I redesigned my site a little

Filed under: life

Hello.

You may have noticed the site looks a little different. That’s because I decided to make some design changes. I haven’t documented those changes anywhere so I’ll explain what they are to the best of my knowledge and why I did it.

Ch-ch-ch-changes

1. The header nav is smaller and more spread out

I was heavily inspired by https://anhvn.com/ (who I posted in my last blog) and how she had a thinner header strip. It just looks neater. With making it smaller, I’ve had to take out some of the links I didn’t feel were worthy of a prominent place on every page on the site. That may change but for now, this is who it’ll look.

2. I’ve replaced Arial Black with Erode as the headings font

If you remember, I used to have two custom fonts for my main body and heading fonts but I thought it was silly to have the biggest files on my site in terms of size as fonts when the site was mostly text.
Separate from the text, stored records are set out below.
PR #1643, opened 2026-09-11
fix: the Debian changelog at gzip -9, and a zlib that honours the level

JumpLink:
Closes item 10 of the `gjsify ship` roadmap (ADR 0024) — the last Debian Policy
gap `lintian` still named on a `gjsify ship` artifact.

## The gap, and where it actually was

Policy § 4.4 asks for `gzip -9 -n`. `lintian` reads that claim off the gzip
header's **XFL byte** alone, and raised:

```
W: gjsify: changelog-not-compressed-with-max-compression [usr/share/doc/gjsify/changelog.Debian.gz]
```

The gap was a missing capability in the CORE, not in `ship`. `@gjsify/zlib`'s
`gzipSync`/`deflateSync`/`deflateRawSync` and their async siblings accepted a
`ZlibOptions` **named `_options` and ignored it**, so no caller could ask for a
level on either backend. Nothing noticed, because a dropped level still
round-trips and still shrinks the input — XFL is the only observable, and no
test read it.

So the fix goes home to the core: `Gio.ZlibCompressor` takes a level and now
gets one, `@gjsify/tar`'s `gzip()` grows the same option and routes a levelled
request through `node:zlib` (`CompressionStream` has no level to accept), and
`plan.ts` compresses the changelog at `POLICY_MAX_COMPRESSION`.

## Measured

`lintian` 2.117 on ubuntu-24.04, against gjsify's own `.deb`, built from this
branch with and without the level argument:

| | before | after |
|---|---|---|
| lintian | `W: changelog-not-compressed-with-max-compression` | *(gone)* |
| `file` | `gzip compressed data, from Unix` | `gzip compressed data, max compression, from Unix` |
| error-severity tags | none | none |

`verify-deb.sh` now **gates the tag by name**, so it cannot return quietly: the
level travels four hops (`plan.ts` → `gzipDeterministic` → `@gjsify/tar` →
`node:zlib`) and every one of them has a default-level path to fall back to.

## Two things worth reading the comments for

**Why not just stamp XFL.** mtime and the OS byte are facts about the build
environment, which a reproducible build may normalise; XFL is a statement about
the compression actually performed. The temptation is measurable — the two
changelog members differ in **exactly one byte**, position 9, and are 1152 bytes
either way — and `gzip.ts` records why that is a coincidence of a small input
rather than a rule.

**An out-of-range level is refused, and the guess about why was wrong.**
Measured on gjs 1.86: GObject does **not** clamp a bad construct value to the
paramspec bounds — it discards it with a non-fatal `GLib-GObject-CRITICAL` and
leaves `level` at **0**, zlib's store mode. So `level: 42` would ask for maximum
compression and return an *uncompressed* stream, larger than its input, at exit
0. The guard is range-only and not `Number.isInteger`, because Node accepts a
fractional level — the spec's Node leg failed a stricter version, which is what
that leg is for.

## Negative control

- `packages/node/zlib`: a test asserts **level 0 produces output larger than the
  input**, the one level that must not shrink it — the discriminator for "the
  level reached the compressor at all". Without it every level assertion passes
  against an implementation that ignores the argument, which is the state this
  PR fixes.
- Out-of-range levels must throw; the first version of that list included `2.5`
  and the Node leg went red, and the list now matches Node exactly.
- The before/after `.deb` above is the end-to-end control: the same tree, one
  argument removed, the warning returns.

## Ledgered, not fixed

Two findings the work turned up, both written into `status/open-todos.md`:

1. **`gzipDeterministic` is deterministic per HOST, not per artifact.** Fedora's
   `libz.so.1` is `zlib-ng-compat` 2.3.3; Node bundles `1.3.2.1-motley`. Over
   this repo's `CHANGELOG.md` they agree at **no** level, including the default
   (272 003 vs 272 000 bytes), and zlib-ng's level 9 is ~2.9 % *worse* than its
   own level 8 — which is why the level is asked for only where a reader demands
   it and is not blanket-applied to the payload tarballs. `data.tar.gz` and
   `control.tar.gz` are compressed at pack time and so differ across hosts;
   `changelog.Debian.gz` is immune, being compressed once at assembly time and
   travelling as base64 in the sidecar. `tests/e2e/ship-from-stage` is
   structurally blind to this — both its packs run on one host.
2. **The `.rpm` has the same gap** (`rpmlint` 2.8.0: `no-changelogname-tag`), and
   the blocker is the oracle, not the writer: `rpmlint` appears nowhere in this
   repository, and the RPM changelog is header data built at pack time, so
   `--from-stage` would need a sidecar schema 6 → 7 bump. Both are written down
   with the tag numbers so the next session does not re-derive them.

## Tests

`@gjsify/zlib` and `@gjsify/tar` green on **both** legs — the GJS leg is what
proves the `node:zlib` → `@gjsify/zlib` → `Gio.ZlibCompressor` route, which is
the one `gjsify ship` takes when the CLI runs under `gjs`.

### DIFF
--- a/.github/ship-oracle/verify-deb.sh
+++ b/.github/ship-oracle/verify-deb.sh
@@ -214,6 +214,15 @@ TAG_LIST=$(lintian-explain-tags --list-tags 2>/dev/null || lintian --list-tags 2
 #   no-copyright-file                Policy § 12.5 — the licence overlay
 #   no-changelog                     Policy § 4.4 — the changelog overlay
 #   changelog-file-not-compressed    it ships gzipped, or not at all
+#   changelog-not-compressed-with-max-compression
+#                                    Policy § 4.4 asks for `gzip -9 -n`, and this
+#                                    tag is read off the gzip header's XFL byte
+#                                    alone. GATED rather than merely fixed because
+#                                    the level travels four hops to get here —
+#                                    `plan.ts` → `gzipDeterministic` →
+#                                    `@gjsify/tar` → `node:zlib` — and every one of
+#                                    them has a default-level path it can fall back
+#                                    to without failing.
 #   syntax-error-in-debian-changelog the header/trailer this writer renders
 #   no-md5sums-control-file          the control member's md5sums
 #   md5sum-mismatch                  a digest in it (NOT `md5sums-mismatch`:
@@ -227,6 +236,7 @@ TAG_LIST=$(lintian-explain-tags --list-tags 2>/dev/null || lintian --list-tags 2
 #   malformed-deb-archive            the ar container and its member order
 #   control-file-has-bad-permissions the control member's modes
 for tag in no-copyright-file no-changelog changelog-file-not-compressed \
+    changelog-not-compressed-with-max-compression \
     syntax-error-in-debian-changelog no-md5sums-control-file md5sum-mismatch \
     file-missing-in-md5sums md5sums-lists-nonexistent-file malformed-md5sums-control-file \
     wrong-file-owner-uid-or-gid control-file-has-bad-owner malformed-deb-archive \
--- a/packages/infra/cli/src/utils/ship/changelog.ts
+++ b/packages/infra/cli/src/utils/ship/changelog.ts
@@ -144,20 +144,21 @@ const WIDTH = 80;
  * wrong: exactly one leading space, then `--`, one space, the maintainer, and TWO
  * spaces before the date.
  *
- * TWO lintian tags this file still raises, both measured on lintian 2.117 against
- * gjsify's own `.deb` and both left alone deliberately:
+ * ONE lintian tag this file still raises, measured on lintian 2.117 against
+ * gjsify's own `.deb` and left alone deliberately: `initial-upload-closes-no-bugs`,
+ * because the Debian revision is `-1` and the entry closes no bug. It is a
+ * statement about the Debian ARCHIVE's ITP workflow — the first upload of a new
+ * source package should close its ITP bug — and a package built by `gjsify ship`
+ * is never uploaded there. There is no bug number that would be true to write, so
+ * the tag is inapplicable rather than unmet.
  *
- *  - `initial-upload-closes-no-bugs`, because the Debian revision is `-1` and the
- *    entry closes no bug. It is a statement about the Debian ARCHIVE's ITP
- *    workflow — the first upload of a new source package should close its ITP bug
- *    — and a package built by `gjsify ship` is never uploaded there. There is no
- *    bug number that would be true to write, so the tag is inapplicable rather
- *    than unmet.
- *  - `changelog-not-compressed-with-max-compression`. Policy asks for `gzip -9`
- *    and neither `CompressionStream` nor `@gjsify/zlib` takes a level, so
- *    `gzipDeterministic` cannot ask for one. Ledgered in `status/open-todos.md`:
- *    the fix is a capability in the core, and stamping the header's XFL byte to
- *    claim max compression we did not use is not one.
+ * `changelog-not-compressed-with-max-compression` was a second one, and closing it
+ * was a capability gap in the CORE rather than anything wrong in this file:
+ * neither `CompressionStream` nor `@gjsify/zlib` would take a compression level,
+ * so `gzipDeterministic` had none to pass on. `@gjsify/zlib` honours
+ * `options.level` now and `plan.ts` compresses this file at
+ * `POLICY_MAX_COMPRESSION`. `verify-deb.sh` gates the tag by name, so it cannot
+ * come back quietly.
  */
 export function renderDebianChangelog(settings: PackSettings, source: string | undefined, mtime: number): string {
     const entries = source === undefined ? [] : changelogEntriesFor(settings.version, source);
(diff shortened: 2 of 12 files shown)


JumpLink:
## Independent review — every claim reproduced, one documented gap

Re-measured from scratch in a separate worktree. gjs 1.88.1 / Node 24.19.0 /
lintian 2.117.0ubuntu1.5 (Ubuntu 24.04 container, i.e. what `ubuntu-latest` runs).

### The GObject side-finding

```
asked 9  -> property reports 9
asked 42 -> GLib-GObject-CRITICAL: value "42" … invalid or out of range  ->  property reports 0
asked -7 -> GLib-GObject-CRITICAL: value "-7" … invalid or out of range  ->  property reports 0
asked 0  -> 0      asked -1 -> -1
```

Discard, not clamp, non-fatal, lands on 0 = STORE. Exactly as described.

### Node parity at the edges — `gzipSync(2000 bytes, {level: X})` on Node 24.19.0

| X | Node | `assertLevel` + `Math.trunc` | agree |
|---|---|---|---|
| missing / `undefined` | OK, XFL 0 | OK (`-1`) | yes |
| `-1` | OK, XFL 0 | OK | yes |
| `0` | OK, 2023 bytes (stored) | OK | yes |
| `9` | OK, XFL 2 | OK | yes |
| `10`, `-2` | `ERR_OUT_OF_RANGE` | `RangeError` | yes |
| `2.5` | **OK**, 41 bytes | OK → trunc 2 | yes |
| `-0.5` | **OK**, 2023 bytes (stored) | OK → trunc `-0` → store | yes |
| `9.9` | **throws** | **throws** (`9.9 <= 9` false) | yes |
| `±Infinity` | throws | throws | yes |
| **`NaN`** | **OK**, 35 bytes, XFL 0 (= default) | **throws** | **no** |
| `'9'`, `null`, `true` | `ERR_INVALID_ARG_TYPE` | coerced / `?? -1` | no (TS type errors) |

The 2.5-passes / 9.9-throws asymmetry is the non-obvious one and the expression reproduces it,
because Node compares the raw float against the bound rather than its integer part. The
"`Number.isInteger` reddened the Node leg" story checks out — the Node leg of this spec runs
Node's own `node:zlib` (`gjsify.runtimes.node` is `none`), so it IS the reference.

`NaN` is the one real divergence. The refusal is the right call — `Math.trunc(NaN)` would earn
the same CRITICAL as 42 and hand back a STORE stream — and it reaches no Node consumer for the
same slot reason. But nothing said so, and the comment's measured list read as "we match Node",
which is how a future session deletes the `!` to "restore parity" and reopens the bug. Written
down in a follow-up commit here, with the number.

### The tests discriminate

Reverted `gzipSync`'s level pass-through only (`compressWithGio(data,'gzip')`), rebuilt, re-ran:
**4 of 144 GJS tests fail**, leading with `expected 2, actual 0` on the XFL assertion. Not a
vacuous suite. `@gjsify/tar`'s new block is green on BOTH legs after a clean rebuild — the
`tar → node:zlib → Gio.ZlibCompressor` chain really does stamp XFL 2 under GJS, which is the
path `gjsify ship` takes.

### The lintian gate

Built two minimal `.deb`s differing only in the changelog's gzip level:

```
XFL of default: 0   ->  W: probe: changelog-not-compressed-with-max-compression [...changelog.Debian.gz]
XFL of max:     2   ->  (tag absent)
```

- the tag is raised off XFL alone — confirmed;
- `changelog-not-compressed-with-max-compression` IS in this lintian's `--list-tags`, so the
  gate's "does lintian still know this name" guard passes rather than red-ing the leg;
- the gate's `grep -qE "[ :]$tag( |\$)"` matches the real output line (which carries a `[path]`
  pointer after the tag) — checked against the literal line;
- it is a `W:`, so the non-gating `^E:` warning would NOT have caught it. The named gate is
  load-bearing;
- `ship-pack-linux` is in the `gate:` job's `needs:`, and the job apt-installs and probes for
  `lintian` / `lintian-explain-tags` before use. Fail-closed, blocking, non-vacuous.

`cmp -l` of a default vs `-9` changelog of that shape: `9 0 2` — one byte, position 9, same
size. The "stamping would have produced the identical artifact, by coincidence of a small
input" argument reproduces.

### The `.rpm` deferral is load-bearing, not a half-solution

Verified independently: `rpmlint` appears nowhere in `.github/`, `.docker/` or `scripts/` — the
only hit in the tree is a prose comment inside `rpm.ts` — and `rpm.ts` writes no 1080/1081/1082.
So there is genuinely no oracle to gate a fix against, and the `build-ci-image.yml` ordering
trap is real. Shipping it blind in this PR would be the pattern the repo already paid for with
`msitools`. The ledger entry names both blockers concretely enough to pick up cold. Agreed.

### Not changed, named instead

- non-number `level` (`'9'`, `null`, `true`) diverges from Node's `ERR_INVALID_ARG_TYPE`:
  `null` is swallowed by `?? DEFAULT_LEVEL`, the other two coerce through the relational
  comparison. All three are TS type errors against `ZlibOptions`, so out of contract; closing
  them means a `typeof` guard plus replacing `??` with an `=== undefined` check, which is a
  wider change than this PR.
- `assertLevel` runs twice on the async path (`requestedLevel` then `compressWithGio`).
  Harmless.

It wasn’t dragging UX performance down significantly but I wanted a site that could be loaded as fast as possible on all connections.

Then I got bored of Arial Black.

So I took inspiration from Anh again and, rather than use Tiempos Text as well (1. I can’t justify buying it and 2. I don’t want to copy.), I went to look for a free serif font with some sophistication. And that’s when I found Erode. Luckily, its file size is small (about 23KB or something) and my Lighthouse scores are still all 100s (I know, I know, they don’t mean anything but without the traffic, I can’t use field data and I like round figures, okay?!)

I think it looks great and I’m happy with my choice.

3. Wiki is now “Jardim” and Wikinotes are now “Recortes”

Okay, so I’m not Portuguese but I’ve been learning the language since 2017 and visited Lisbon 3 times (and I’m going again next month). Besides Duolingo, I have no means of practice when I’m not there so I felt a good way to break out of the app would be to add some of that sabor português into my website.

I realised that “wiki” wasn’t working as a name for that area of my site and I was getting impressions for [KEYWORD + wiki] search terms which I didn’t want. I also didn’t want to call it a “garden” as, again, didn’t want to copy so I went with jardim. That meant wikinotes had to go and, in keeping with the theme, I went with recortes, which means “cuttings” in English. Like leaf cuttings or newspaper cuttings? Double entendre! This post is suddenly getting very multilingual.

4. I’ve started using Content Collections

One of the biggest issues with my site before was how content and dynamic pagination worked. I had to have folders in separate places with slightly different names that didn’t work.

An example was all the blog posts had a URL slug of /post/ rather than /posts/, the latter of which was only used for the index. Then, things like Release Notes and Morsels were housed under /post/ and they were their own thing.

I use Astro as my site framework and their Content Collections API has been around for a while. But I was wary of having to refactor my entire site and risk the loss of organic traffic (of what little traffic I get) but you know what? Screw it. I got sick of struggling and having messy code and folders so I did it over the course of two days. It wasn’t easy but I figured stuff out and got it working. Then I fixed the broken links and set up redirects in the .htaccess file. And now things are better. So blog posts and the index are all under /posts/.

5. Tags are gone

They were a workaround and weren’t great so nothing lost really, other than some internal linking. But there are better ways to do that, once I figure them out. There is a proper way to do it but one step at a time.

And thanks again to Anh for the inspiration to make those changes.